Fig. 3. Relationships between simulated (WIMOVAC) and observed (only for A and LAI = 4·2) instantaneous canopy net assimilation rate and intercepted photosynthetically active radiation (IPAR) for LAI = 1 (L1) and LAI = 4 (L4) at ambient (A) and elevated (AE) [CO₂]. Data refer to simulations and observations presented in Fig. 2.

Fig. 4. Simulated (WIMOVAC) relationships between daily canopy net assimilation rate per unit ground area (GA) and per unit leaf area (LA) and LAI for ambient (A) and elevated (AE) [CO₂]. Relative [CO₂] effects are calculated from AE/A. Climate input data and [CO₂] concentrations were the same as in Figs 2 and 3.

Fig. 5. Simulated (AFRCWHEAT2‐O3) vs. measured IPAR (A, B) and biomass at harvest maturity (C, D) for spring wheat ‘Minaret’ grown at ambient (A) and elevated (2 × ambient, AE) [CO₂] at eight location across Europe between 1994–1996. Simulations were performed using simulated LAI (A, C) or observed LAI (B, D) as model input. Original simulations of biomass (C) that used model estimates of LAI were unsatisfactory (see also Ewert et al., 1999) but improved substantially when observed LAI data were used as model input (D).
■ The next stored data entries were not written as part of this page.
PR #3255, opened 2016-08-02
add window.open for click handler of relationship field

pr1ntr:
## Description of changes
WARNING: OPINIONATED
We were having a lot of issues going into our related fields from page to page. I modified the relationship field class to add the onOptionLabelClick handler to the Select (react-select) field. It works. 

IMO, its better than nothing.

## Testing

### DIFF
--- a/fields/types/relationship/RelationshipField.js
+++ b/fields/types/relationship/RelationshipField.js
@@ -184,6 +184,13 @@ module.exports = Field.create({
 		}
 	},
 
+	handleOptionLabelClick: function(value, event) {
+		var refPath = this.props.refList.path;
+		if(value && value.value && refPath) {
+			window.open('/keystone/'+refPath+'/'+value.value);
+		}
+	},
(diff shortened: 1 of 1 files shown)


JedWatson:
@pr1ntr would you mind expanding on this a bit?

> We were having a lot of issues going into our related fields from page to page

Other than that this looks good, we have implemented similar functionality for 0.4. I'd be more happy to merge this if it navigated to the related item in the same window by default, and supported ctrl/cmd+click to open in a new window though!

pr1ntr:
I admin this is a bit hacky, I couldn't figure out how to render an <a> in react-select's  Value -> optionLabel. I couldn't update the react-select to latest either since it requires react 15. Was having a lot of trouble. I realized 0.4.x works well enough and just upgraded anyway.   You can close this if you want.

JedWatson:
OK, thanks @pr1ntr

PR #3258, opened 2016-08-02
Relationship Field: Fix inline create popup close

wmertens:
Without this change, the create popup stays put and the console gets an error about toggleCreate missing.


mxstbr:
LGTM thanks!

PR #3281, opened 2016-08-05
[WIP] Travis restructure and fix e2e

### LINKED ISSUE #3275: Move selenium out of repo
I just had to wait a couple minutes to `git pull` keystone because there was 20 megs of changes in a point release of selenium. Because of how git works the repo contains binary copies of every version of selenium which has ever been checked in. Thats totally unnecessary.

This is bad, and it will only get worse (20 megs at a time with each selenium point release)

```
keystone$ du -hs .git
156M	.git
```

Can we please move selenium out of the repo? It should be in its own module in npm and pulled in as a `devDependancy`. (And the FF & Chrome drivers should be pulled out too.)

And it turns out some other people have already done this: https://www.npmjs.com/search?q=selenium . If none of them are suitable we should make our own `keystone-selenium` package on npm.

Ping @webteckie

jstockwin:
## Description of changes

This is currently a WIP, do not merge. 

I've updated `travis.yml`, which is now a little complicated, but we have a nice build matrix. There are now 10 jobs per build:
- 4 for unit tests, one for each node version (0.12, 4, 5, 6).
- 1 for test coverage reporting and linting
- 5 for e2e, one group of tests at a time. 

Since builds run in parallel, 5 at a time, this should help to speed up builds, especially when there are multiple queued builds. 

I've also put in a fix for some of the sauce_connect errors we sometimes see, so I'm hoping they'll stop. 
There are currently some unused environment variables being set. This is so when you're looking at a travis build (e.g. [here](https://travis-ci.org/keystonejs/keystone/builds/150008919)) you can see which jobs are doing which tests, and so you can quickly see what has failed. 

Meanwhile @webteckie has been working on fixing the e2e tests. This is why this is still a WIP, as I think there is still work to do. (@webteckie can you please check I've managed to merge all your work correctly? I had some problems). 

We have also removed the selenium drivers from the repo, and instead added a dev npm package. This fixes #3275. I'll also be removing the Chrome drivers shortly, as discussed in that issue. 

We hope that this should improve the testing experience, and that there will now be more of a focus on keeping e2e running green. 

Keen for comments/suggestions. @keystonejs/core-devs 

## Related issues (if any)

- Travis occasionally randomly fails. 
- E2E is currently broken. 
- If a queue builds up, it can take a long time to get pass/fail. 

## Testing


mxstbr:
Ohhh this is so awesome, great job @jstockwin 👏

webteckie:
@jstockwin this should have been merged way back then :=)  There's no way to keep up with the updates being done.  So the best thing, IMO, was to merge this in and then keep updating e2e as core changed.  There may be a ton of changes by now TODO.  I'll pull it sometime and see but may need your help catching up e2e with all the breaking changes :=)

jstockwin:
@webteckie no worries. Will happily help update, but am away for a week so will have to wait until after then

mxstbr:
Is there any reason this _shouldn't_ be merged? I mean, this sounds like such a useful version compared to our current Travis setup!

mxstbr:
Can we merge this? What is happening here?

jstockwin:
This has been replaced by #3321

The remaining unexplained variability was due to factors mainly associated to the use of open‐top chambers that were not considered in the model (see Ewert and Porter, 2000; Ewert et al., 2002).

Fig. 6. Relationships between effects on biomass (BM) and effects on LAI of limited (A) water and (B) N supply for ambient (A) and elevated (1·5 × ambient, AE) [CO₂] of wheat ‘Yecora Rojo’ grown at Maricopa, Arizona in 1992–93 and 1993–94 (H₂O limitation) and 1995–96 and 1996–97 (N‐limitation). Ratios were calculated from measurements of biomass and LAI at different occasions throughout each growing season in water‐stressed (H₂O–) and well‐watered (H₂O+) and N‐limited (N–) and non‐limited (N+) treatments, respectively. References about data sources with information about experimental performances can be obtained from Jamieson et al. (2000) and Ewert et al. (2002).